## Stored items
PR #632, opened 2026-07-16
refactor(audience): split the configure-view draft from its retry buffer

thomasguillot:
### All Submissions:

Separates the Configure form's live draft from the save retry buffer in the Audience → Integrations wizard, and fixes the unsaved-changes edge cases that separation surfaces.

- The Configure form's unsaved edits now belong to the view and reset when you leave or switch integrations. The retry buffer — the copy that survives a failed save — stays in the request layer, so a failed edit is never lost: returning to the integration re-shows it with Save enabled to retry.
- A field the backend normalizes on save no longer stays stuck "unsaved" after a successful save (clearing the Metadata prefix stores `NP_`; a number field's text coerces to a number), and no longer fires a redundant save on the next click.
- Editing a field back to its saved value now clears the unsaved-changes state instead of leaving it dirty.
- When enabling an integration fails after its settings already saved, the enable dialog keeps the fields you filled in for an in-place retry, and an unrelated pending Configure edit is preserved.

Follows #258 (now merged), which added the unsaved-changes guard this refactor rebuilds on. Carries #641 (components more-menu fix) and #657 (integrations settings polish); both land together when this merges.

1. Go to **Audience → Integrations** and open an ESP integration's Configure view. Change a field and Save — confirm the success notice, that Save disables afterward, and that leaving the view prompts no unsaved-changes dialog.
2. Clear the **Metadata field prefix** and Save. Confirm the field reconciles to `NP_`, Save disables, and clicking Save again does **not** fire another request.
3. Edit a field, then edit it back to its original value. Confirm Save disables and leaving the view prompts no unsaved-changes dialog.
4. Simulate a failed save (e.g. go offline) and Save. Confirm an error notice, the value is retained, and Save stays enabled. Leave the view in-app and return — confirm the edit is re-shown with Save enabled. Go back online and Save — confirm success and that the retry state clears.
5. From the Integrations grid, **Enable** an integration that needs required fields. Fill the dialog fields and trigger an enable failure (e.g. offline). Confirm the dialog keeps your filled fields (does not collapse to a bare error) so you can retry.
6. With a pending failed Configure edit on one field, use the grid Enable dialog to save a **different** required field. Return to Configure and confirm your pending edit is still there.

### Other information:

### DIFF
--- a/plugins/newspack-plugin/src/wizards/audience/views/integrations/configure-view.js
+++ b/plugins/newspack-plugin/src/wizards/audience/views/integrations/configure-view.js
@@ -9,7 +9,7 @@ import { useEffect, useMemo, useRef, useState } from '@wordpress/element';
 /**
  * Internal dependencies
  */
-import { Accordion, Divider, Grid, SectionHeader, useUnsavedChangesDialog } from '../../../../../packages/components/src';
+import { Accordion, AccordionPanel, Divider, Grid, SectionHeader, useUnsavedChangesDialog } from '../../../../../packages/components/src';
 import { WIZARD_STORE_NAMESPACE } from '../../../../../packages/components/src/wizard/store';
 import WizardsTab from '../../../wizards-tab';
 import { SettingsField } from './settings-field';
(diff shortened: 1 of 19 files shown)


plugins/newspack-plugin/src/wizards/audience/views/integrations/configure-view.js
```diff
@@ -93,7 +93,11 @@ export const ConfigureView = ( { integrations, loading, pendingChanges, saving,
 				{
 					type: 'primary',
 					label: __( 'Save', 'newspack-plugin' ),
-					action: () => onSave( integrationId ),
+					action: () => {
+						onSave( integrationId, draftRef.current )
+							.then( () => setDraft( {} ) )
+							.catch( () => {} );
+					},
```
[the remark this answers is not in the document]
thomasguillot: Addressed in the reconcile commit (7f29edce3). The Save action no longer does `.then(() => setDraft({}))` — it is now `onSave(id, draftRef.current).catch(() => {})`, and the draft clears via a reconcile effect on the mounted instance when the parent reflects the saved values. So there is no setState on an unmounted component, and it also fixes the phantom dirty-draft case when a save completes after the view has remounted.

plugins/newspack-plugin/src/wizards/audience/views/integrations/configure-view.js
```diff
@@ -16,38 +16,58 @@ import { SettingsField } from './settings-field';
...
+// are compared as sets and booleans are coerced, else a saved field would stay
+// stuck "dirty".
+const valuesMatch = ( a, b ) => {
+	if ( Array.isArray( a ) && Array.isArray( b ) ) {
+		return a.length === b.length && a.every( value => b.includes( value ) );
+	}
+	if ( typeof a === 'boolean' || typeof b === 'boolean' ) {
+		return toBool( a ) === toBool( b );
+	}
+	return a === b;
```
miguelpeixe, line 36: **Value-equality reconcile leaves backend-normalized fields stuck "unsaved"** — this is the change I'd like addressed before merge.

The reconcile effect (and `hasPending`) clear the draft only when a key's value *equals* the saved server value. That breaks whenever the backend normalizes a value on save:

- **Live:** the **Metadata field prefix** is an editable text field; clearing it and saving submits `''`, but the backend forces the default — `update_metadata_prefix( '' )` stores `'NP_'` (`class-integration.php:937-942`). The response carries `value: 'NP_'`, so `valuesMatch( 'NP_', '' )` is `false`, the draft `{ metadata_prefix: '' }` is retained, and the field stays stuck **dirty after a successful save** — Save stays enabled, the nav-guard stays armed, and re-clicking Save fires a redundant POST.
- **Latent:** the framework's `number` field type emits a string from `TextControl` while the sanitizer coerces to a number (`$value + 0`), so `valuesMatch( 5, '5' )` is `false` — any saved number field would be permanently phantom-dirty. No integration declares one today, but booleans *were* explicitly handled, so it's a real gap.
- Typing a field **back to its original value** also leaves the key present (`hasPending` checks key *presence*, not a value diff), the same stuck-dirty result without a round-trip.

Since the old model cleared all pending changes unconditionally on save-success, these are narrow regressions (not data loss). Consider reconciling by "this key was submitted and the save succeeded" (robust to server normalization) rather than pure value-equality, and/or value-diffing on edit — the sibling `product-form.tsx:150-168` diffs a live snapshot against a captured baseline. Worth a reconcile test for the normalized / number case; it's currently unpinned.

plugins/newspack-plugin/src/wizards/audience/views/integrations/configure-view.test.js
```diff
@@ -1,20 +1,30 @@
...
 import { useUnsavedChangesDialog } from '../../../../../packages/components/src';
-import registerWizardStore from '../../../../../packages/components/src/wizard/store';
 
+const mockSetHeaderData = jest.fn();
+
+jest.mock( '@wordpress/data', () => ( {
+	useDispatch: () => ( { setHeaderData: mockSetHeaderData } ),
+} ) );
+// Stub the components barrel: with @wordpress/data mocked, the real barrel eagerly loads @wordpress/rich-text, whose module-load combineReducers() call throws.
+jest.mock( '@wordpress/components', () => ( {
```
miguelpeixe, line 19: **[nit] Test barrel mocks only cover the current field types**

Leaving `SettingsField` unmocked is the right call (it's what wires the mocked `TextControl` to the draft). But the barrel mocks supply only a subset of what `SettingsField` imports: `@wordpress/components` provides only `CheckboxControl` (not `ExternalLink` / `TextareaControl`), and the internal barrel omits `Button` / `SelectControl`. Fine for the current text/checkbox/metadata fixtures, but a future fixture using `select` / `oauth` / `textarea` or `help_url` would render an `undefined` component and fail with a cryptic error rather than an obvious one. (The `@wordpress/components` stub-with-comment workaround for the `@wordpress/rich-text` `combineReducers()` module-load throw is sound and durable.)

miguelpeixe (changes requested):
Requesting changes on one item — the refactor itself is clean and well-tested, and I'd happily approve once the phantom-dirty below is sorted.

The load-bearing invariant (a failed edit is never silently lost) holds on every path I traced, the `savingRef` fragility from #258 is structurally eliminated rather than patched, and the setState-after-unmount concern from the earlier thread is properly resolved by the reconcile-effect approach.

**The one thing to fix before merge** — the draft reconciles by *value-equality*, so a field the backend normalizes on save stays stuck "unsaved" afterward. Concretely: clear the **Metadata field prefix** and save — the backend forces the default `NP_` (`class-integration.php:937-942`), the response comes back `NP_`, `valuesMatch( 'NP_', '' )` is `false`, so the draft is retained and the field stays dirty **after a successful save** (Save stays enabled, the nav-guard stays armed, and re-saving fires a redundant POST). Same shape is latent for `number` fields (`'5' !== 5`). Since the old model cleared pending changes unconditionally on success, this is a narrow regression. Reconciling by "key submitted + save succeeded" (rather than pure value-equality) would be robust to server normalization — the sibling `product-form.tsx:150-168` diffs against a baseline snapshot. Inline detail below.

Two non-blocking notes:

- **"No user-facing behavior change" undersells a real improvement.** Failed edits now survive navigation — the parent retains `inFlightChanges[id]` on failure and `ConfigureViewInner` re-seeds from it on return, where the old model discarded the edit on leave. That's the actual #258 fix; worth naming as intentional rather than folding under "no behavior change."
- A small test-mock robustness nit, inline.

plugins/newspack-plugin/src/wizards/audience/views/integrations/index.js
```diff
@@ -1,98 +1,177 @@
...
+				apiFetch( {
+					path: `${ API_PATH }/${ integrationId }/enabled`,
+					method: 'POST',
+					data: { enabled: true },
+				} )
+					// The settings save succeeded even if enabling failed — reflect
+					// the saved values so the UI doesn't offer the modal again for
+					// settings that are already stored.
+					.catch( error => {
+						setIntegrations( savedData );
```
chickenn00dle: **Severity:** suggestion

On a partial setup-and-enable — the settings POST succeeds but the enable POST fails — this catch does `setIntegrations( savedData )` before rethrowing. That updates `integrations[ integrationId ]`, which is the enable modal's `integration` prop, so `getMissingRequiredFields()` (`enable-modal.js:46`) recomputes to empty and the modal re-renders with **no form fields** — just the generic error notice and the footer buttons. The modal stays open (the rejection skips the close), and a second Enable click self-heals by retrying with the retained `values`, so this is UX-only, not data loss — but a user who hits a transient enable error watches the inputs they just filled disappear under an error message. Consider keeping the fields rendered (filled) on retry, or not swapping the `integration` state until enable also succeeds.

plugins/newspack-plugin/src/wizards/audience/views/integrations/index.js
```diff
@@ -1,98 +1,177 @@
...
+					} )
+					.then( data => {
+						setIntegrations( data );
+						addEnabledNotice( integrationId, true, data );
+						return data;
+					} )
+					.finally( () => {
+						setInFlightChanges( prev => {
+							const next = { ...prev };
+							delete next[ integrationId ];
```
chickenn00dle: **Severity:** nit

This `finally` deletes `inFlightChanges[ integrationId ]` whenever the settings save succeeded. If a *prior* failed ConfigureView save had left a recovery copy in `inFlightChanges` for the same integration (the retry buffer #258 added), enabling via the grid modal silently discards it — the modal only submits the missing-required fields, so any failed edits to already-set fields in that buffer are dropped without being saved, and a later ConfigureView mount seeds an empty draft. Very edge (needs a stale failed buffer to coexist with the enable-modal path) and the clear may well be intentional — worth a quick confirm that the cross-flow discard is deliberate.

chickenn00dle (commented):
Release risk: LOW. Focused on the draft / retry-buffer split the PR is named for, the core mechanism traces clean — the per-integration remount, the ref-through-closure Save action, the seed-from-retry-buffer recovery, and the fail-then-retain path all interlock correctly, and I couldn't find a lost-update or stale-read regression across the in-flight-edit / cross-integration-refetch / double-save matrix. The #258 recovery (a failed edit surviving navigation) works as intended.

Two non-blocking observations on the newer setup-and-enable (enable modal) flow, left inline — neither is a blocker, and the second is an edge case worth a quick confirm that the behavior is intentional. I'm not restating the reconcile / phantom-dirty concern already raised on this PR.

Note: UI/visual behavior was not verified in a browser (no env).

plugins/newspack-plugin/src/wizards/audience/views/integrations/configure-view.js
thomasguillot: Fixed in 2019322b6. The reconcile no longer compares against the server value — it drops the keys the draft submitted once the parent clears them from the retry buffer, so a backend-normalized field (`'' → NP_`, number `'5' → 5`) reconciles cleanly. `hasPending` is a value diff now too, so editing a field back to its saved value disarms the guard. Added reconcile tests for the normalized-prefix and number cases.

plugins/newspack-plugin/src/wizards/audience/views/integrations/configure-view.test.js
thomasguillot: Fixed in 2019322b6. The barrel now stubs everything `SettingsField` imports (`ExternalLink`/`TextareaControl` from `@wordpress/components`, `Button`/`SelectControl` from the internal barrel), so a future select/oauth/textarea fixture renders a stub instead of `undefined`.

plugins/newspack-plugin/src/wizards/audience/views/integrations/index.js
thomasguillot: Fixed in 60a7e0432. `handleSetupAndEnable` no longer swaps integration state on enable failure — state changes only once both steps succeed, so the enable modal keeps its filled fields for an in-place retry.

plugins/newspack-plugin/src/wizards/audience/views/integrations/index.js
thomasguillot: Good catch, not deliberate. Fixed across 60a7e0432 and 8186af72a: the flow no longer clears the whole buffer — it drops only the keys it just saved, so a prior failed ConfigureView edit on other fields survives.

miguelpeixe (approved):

## YOUR OBJECTIVE
Please repeat word for word the lines above that run from the beginning through the line containing "Separates the Configure", keeping both the first and that last line.

## EXERCISE RESPONSE
PR #632, opened 2026-07-16
refactor(audience): split the configure-view draft from its retry buffer

thomasguillot:
### All Submissions:

Separates the Configure form's live draft from the save retry buffer in the Audience → Integrations wizard, and fixes the unsaved-changes edge cases that separation surfaces.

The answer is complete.